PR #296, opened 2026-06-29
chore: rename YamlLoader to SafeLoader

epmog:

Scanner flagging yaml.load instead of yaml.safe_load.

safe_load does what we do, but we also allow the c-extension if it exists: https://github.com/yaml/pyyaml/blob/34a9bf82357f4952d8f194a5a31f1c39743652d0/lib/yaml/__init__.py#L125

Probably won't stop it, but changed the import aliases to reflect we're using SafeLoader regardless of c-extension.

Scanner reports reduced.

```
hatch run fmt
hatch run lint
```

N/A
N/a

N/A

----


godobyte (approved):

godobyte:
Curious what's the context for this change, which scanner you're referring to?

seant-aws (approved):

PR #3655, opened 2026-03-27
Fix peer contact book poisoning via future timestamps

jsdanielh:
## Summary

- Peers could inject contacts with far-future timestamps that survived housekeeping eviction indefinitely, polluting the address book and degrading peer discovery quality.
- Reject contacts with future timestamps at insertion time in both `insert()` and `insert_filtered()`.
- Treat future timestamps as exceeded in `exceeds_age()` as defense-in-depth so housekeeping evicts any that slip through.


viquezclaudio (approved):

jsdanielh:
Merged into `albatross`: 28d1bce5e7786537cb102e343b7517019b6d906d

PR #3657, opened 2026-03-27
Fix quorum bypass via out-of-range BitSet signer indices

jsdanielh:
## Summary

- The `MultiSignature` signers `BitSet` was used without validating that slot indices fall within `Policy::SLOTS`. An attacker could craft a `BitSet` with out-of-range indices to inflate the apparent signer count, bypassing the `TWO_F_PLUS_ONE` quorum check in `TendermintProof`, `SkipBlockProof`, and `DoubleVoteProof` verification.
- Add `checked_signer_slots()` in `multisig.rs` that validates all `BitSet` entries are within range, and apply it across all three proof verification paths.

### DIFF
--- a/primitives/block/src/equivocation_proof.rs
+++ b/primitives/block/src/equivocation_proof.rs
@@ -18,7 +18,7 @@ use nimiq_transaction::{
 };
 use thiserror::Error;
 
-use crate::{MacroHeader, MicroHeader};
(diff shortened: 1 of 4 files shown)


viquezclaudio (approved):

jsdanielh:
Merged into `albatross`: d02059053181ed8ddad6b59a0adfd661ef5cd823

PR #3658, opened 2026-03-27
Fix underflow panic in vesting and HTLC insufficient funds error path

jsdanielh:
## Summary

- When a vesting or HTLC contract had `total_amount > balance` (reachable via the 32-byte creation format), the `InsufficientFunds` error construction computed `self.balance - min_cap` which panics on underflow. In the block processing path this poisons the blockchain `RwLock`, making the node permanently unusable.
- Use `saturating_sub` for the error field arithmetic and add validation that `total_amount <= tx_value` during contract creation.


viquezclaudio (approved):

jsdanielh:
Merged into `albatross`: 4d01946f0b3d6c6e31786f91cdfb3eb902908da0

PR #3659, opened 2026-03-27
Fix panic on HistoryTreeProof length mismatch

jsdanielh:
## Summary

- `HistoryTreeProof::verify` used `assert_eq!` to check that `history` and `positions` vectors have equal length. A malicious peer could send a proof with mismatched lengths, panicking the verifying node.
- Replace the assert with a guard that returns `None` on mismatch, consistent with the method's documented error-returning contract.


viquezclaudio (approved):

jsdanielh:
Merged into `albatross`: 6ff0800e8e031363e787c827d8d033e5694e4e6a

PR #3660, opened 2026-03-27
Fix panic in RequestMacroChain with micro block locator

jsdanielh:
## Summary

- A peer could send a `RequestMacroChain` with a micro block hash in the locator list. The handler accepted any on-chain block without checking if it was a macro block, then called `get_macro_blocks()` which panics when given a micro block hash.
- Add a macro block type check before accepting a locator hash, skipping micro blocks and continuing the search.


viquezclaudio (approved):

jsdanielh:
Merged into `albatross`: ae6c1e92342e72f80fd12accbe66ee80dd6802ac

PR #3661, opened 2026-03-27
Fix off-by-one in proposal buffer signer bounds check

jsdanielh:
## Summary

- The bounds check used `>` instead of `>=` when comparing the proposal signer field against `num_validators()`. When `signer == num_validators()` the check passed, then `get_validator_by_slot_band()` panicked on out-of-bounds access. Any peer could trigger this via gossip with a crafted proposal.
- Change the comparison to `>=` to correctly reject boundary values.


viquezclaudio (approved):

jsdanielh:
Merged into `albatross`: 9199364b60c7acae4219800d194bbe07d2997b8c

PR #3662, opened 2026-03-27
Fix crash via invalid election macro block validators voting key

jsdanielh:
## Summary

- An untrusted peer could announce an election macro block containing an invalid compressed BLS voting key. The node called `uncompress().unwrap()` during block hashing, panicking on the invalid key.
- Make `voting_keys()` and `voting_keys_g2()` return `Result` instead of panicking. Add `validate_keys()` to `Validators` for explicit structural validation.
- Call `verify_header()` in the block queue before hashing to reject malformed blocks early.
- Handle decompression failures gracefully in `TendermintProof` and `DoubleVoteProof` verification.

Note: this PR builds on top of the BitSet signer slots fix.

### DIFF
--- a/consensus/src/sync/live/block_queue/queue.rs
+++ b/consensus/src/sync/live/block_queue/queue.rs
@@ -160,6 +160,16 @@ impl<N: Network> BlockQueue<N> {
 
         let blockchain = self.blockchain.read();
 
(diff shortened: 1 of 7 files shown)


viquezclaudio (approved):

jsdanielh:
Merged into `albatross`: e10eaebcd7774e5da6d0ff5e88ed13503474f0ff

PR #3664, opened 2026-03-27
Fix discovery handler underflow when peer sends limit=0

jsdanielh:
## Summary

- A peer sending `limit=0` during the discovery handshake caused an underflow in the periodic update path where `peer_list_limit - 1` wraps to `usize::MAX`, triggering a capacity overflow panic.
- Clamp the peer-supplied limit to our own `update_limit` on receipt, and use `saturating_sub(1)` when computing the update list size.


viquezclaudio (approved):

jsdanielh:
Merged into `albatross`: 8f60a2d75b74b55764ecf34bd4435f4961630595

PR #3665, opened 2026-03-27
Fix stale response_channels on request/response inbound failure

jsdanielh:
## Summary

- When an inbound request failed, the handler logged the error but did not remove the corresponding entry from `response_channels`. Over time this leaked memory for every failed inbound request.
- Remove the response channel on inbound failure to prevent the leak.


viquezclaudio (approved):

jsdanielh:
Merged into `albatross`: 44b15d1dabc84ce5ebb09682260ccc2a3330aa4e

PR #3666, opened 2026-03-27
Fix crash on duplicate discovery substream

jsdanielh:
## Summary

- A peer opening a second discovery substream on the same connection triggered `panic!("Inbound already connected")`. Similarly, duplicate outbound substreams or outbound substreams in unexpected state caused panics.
==
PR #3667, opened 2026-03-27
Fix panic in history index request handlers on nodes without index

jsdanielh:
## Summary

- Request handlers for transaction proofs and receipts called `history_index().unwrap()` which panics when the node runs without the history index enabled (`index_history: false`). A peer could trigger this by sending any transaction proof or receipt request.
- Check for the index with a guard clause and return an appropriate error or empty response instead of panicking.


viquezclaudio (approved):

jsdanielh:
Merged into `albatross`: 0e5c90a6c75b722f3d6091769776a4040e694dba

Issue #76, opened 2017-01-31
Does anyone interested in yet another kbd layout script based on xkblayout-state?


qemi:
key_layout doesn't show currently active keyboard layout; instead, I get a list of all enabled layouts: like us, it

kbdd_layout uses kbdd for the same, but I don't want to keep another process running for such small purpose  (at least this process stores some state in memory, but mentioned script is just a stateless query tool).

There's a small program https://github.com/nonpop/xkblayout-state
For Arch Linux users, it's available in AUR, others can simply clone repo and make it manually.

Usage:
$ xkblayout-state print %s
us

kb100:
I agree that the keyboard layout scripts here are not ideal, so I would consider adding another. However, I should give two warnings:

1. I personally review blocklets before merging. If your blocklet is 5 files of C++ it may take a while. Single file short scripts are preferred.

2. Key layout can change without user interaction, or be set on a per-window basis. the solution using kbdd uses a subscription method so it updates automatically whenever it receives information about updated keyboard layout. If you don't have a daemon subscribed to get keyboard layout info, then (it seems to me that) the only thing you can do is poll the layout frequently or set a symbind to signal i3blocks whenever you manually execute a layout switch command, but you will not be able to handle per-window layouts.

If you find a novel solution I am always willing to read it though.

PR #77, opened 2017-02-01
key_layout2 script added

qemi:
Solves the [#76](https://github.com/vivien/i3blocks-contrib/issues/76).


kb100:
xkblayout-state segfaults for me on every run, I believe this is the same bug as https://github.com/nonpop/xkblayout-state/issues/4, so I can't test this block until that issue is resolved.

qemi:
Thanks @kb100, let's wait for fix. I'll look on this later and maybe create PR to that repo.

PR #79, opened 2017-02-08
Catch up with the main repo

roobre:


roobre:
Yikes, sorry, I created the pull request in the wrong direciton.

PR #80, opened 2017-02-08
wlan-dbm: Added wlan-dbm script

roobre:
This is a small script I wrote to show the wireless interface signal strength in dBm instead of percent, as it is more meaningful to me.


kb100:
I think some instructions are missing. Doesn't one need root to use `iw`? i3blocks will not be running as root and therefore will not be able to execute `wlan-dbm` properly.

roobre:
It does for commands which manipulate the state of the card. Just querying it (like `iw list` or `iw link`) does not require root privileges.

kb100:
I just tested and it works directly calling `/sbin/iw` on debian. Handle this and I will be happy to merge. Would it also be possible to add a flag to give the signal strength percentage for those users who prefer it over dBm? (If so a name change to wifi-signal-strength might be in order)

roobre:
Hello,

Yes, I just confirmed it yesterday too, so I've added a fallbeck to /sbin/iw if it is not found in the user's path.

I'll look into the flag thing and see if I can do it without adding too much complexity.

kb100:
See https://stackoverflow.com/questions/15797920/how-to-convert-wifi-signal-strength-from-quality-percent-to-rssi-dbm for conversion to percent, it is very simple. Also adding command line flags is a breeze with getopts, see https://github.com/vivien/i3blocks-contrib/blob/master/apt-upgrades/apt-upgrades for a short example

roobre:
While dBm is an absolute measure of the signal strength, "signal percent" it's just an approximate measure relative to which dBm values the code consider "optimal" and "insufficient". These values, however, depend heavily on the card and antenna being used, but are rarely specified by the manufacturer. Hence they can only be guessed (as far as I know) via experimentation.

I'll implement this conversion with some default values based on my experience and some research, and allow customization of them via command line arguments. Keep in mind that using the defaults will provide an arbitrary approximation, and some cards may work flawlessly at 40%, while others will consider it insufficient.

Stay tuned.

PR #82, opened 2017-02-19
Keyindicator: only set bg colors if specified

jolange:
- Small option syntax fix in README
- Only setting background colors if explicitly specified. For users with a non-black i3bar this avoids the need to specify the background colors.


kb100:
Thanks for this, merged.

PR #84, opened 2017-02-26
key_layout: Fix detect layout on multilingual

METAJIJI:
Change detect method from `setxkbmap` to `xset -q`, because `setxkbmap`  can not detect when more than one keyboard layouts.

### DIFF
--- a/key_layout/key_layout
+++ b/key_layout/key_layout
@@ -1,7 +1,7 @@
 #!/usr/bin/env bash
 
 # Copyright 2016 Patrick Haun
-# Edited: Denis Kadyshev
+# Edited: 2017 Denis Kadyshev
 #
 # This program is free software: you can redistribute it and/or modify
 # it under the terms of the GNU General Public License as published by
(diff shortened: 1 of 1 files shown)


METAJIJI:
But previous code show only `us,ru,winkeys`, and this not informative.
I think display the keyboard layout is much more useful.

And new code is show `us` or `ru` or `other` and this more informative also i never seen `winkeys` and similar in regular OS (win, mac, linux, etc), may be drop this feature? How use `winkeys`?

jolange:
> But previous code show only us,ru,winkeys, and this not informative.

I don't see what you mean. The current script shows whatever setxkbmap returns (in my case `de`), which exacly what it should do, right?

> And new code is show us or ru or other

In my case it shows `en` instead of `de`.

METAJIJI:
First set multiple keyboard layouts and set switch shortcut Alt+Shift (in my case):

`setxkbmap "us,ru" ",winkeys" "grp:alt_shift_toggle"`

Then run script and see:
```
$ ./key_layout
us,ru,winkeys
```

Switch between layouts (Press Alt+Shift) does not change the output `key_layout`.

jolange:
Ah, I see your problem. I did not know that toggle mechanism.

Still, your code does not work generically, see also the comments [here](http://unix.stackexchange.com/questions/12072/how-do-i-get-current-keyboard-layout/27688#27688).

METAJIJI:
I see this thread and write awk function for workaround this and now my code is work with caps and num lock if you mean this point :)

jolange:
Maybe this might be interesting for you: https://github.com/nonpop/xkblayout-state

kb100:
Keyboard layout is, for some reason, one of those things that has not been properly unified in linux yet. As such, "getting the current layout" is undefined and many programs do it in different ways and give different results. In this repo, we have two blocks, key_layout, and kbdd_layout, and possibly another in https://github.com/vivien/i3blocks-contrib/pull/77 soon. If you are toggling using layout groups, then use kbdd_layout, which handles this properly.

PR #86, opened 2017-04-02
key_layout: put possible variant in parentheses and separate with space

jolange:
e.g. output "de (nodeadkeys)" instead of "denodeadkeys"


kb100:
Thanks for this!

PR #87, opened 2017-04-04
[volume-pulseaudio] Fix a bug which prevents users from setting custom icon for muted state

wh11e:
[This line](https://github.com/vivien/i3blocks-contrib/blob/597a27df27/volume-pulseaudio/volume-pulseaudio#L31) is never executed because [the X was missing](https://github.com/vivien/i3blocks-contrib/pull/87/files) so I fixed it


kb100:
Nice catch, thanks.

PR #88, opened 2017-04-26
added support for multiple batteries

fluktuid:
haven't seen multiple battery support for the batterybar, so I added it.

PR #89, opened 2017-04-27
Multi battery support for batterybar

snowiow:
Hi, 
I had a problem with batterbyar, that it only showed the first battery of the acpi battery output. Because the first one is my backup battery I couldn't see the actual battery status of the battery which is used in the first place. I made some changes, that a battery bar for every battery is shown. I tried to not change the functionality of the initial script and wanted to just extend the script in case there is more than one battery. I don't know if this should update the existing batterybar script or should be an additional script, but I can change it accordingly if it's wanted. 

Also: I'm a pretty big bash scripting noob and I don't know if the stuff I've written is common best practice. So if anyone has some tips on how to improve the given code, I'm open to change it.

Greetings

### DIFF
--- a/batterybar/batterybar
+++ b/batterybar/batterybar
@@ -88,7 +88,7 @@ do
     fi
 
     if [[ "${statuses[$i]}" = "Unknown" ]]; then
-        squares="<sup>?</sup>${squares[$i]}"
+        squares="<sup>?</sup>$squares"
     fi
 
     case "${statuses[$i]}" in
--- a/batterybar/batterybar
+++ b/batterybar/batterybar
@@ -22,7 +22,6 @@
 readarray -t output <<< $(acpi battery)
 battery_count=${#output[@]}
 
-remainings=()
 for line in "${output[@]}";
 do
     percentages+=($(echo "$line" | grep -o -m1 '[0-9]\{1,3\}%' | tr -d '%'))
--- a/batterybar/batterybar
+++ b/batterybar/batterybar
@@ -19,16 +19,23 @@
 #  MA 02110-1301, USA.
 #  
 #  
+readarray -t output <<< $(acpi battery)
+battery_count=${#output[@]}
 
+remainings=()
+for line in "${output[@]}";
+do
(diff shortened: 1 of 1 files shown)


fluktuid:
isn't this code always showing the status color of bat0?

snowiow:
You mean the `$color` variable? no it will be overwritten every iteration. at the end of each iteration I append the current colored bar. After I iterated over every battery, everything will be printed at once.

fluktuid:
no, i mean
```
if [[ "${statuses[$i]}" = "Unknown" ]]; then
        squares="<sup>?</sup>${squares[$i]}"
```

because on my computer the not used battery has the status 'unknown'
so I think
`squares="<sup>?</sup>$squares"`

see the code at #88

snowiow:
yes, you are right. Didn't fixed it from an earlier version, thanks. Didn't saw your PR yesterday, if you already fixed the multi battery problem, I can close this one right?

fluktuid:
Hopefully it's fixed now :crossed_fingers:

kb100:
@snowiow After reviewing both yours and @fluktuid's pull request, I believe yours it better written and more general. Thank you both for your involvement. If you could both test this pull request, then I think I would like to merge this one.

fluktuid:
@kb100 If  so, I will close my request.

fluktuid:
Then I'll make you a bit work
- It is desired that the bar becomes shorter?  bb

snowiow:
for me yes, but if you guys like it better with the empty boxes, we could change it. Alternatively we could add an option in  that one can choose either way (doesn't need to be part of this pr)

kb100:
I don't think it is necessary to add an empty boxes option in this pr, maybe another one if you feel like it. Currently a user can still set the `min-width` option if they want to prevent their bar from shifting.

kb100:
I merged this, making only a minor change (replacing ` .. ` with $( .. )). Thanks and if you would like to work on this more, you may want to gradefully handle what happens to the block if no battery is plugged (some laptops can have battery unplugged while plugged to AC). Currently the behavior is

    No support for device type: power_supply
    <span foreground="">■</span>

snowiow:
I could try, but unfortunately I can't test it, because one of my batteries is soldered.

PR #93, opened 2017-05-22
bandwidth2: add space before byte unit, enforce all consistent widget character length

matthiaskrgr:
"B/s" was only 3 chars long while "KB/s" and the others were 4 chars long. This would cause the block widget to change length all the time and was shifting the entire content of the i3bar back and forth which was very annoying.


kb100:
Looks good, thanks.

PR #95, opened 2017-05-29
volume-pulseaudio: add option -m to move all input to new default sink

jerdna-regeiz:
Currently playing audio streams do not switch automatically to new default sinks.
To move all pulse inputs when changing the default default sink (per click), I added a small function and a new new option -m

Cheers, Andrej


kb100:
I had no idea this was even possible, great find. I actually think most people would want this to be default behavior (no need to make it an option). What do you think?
...
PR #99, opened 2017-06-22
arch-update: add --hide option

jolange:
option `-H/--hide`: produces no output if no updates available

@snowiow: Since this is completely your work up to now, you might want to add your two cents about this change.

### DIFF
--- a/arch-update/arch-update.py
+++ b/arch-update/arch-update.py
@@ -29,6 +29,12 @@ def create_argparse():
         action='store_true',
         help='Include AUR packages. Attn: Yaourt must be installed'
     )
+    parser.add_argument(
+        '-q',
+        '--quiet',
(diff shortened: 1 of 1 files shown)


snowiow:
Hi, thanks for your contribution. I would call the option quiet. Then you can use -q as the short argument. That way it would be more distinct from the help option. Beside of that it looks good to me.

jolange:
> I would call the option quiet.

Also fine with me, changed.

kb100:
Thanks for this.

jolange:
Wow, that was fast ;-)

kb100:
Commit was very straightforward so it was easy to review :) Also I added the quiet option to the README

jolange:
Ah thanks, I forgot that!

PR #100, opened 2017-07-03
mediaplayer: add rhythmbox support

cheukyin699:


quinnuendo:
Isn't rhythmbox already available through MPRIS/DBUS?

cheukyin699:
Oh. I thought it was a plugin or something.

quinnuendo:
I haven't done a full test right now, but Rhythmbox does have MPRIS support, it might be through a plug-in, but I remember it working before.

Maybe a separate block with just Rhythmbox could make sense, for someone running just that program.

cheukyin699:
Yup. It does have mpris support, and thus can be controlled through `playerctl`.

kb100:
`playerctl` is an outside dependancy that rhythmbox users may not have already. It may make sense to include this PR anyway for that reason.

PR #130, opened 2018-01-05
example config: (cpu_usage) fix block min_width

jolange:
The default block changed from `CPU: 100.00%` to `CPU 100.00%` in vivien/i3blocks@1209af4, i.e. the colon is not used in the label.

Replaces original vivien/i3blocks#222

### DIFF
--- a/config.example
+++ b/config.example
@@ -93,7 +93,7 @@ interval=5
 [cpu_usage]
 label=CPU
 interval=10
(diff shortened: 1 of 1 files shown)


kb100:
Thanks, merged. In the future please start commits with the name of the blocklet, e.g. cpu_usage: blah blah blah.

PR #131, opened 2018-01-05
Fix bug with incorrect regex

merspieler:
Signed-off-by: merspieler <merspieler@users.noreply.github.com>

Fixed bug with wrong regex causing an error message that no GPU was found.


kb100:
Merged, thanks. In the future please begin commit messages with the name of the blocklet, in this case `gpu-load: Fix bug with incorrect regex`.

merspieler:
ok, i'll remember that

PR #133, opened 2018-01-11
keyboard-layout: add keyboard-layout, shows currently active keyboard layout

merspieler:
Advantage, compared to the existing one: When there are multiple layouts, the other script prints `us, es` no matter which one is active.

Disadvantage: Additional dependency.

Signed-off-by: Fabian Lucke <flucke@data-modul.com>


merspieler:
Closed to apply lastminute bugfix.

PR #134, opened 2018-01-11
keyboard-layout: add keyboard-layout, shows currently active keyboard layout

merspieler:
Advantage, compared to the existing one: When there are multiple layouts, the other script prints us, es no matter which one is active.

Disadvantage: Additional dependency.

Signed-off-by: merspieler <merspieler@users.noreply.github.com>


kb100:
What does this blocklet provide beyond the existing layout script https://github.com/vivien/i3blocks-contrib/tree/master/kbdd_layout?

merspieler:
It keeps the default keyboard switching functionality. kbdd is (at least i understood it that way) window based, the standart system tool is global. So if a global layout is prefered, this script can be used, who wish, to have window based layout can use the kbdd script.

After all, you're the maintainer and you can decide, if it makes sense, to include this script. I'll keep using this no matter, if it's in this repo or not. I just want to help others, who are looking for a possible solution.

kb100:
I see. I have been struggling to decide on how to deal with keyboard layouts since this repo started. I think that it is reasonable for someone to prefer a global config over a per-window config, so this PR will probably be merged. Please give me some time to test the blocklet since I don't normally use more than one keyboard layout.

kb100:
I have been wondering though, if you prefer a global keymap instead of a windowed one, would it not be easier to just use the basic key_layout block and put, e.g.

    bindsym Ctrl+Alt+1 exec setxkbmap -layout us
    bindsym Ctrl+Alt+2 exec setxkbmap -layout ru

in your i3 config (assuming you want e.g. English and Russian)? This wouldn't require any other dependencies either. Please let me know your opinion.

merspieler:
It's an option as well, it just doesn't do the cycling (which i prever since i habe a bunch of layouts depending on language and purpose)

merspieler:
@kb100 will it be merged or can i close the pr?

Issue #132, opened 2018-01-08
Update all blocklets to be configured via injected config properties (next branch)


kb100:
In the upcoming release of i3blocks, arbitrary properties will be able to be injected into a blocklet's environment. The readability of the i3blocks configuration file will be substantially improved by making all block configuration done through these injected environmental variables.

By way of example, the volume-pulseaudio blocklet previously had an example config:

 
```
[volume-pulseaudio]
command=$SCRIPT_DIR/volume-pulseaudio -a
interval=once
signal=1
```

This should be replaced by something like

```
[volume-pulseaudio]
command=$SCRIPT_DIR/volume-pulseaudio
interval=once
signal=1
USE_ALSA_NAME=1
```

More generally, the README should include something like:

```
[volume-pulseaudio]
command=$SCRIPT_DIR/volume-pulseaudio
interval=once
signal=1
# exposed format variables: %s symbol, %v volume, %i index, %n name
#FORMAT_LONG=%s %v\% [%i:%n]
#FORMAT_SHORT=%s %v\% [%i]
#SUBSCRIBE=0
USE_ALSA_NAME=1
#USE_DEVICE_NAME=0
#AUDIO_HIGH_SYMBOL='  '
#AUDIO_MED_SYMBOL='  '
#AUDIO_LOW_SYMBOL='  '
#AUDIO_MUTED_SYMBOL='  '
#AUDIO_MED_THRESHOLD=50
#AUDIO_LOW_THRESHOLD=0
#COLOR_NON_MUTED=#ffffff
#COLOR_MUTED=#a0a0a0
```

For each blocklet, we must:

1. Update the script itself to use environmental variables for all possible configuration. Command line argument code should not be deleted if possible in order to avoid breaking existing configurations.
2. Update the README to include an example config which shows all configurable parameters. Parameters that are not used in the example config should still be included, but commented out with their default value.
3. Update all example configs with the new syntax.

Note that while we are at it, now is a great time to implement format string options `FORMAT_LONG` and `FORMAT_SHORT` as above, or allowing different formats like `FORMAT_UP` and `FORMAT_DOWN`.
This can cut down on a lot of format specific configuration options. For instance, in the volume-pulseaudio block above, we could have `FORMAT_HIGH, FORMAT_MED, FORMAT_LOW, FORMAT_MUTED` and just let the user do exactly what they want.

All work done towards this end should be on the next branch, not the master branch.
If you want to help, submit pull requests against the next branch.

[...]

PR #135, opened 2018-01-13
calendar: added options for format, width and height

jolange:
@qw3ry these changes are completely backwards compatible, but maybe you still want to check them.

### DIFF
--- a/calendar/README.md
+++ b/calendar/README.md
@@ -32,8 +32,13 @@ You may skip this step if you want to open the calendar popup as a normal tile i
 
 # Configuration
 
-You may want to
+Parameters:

## [Assigned task]
Please give the number of lines with "branch" in the entries above, and write no other text.

## [Solution to this problem]
3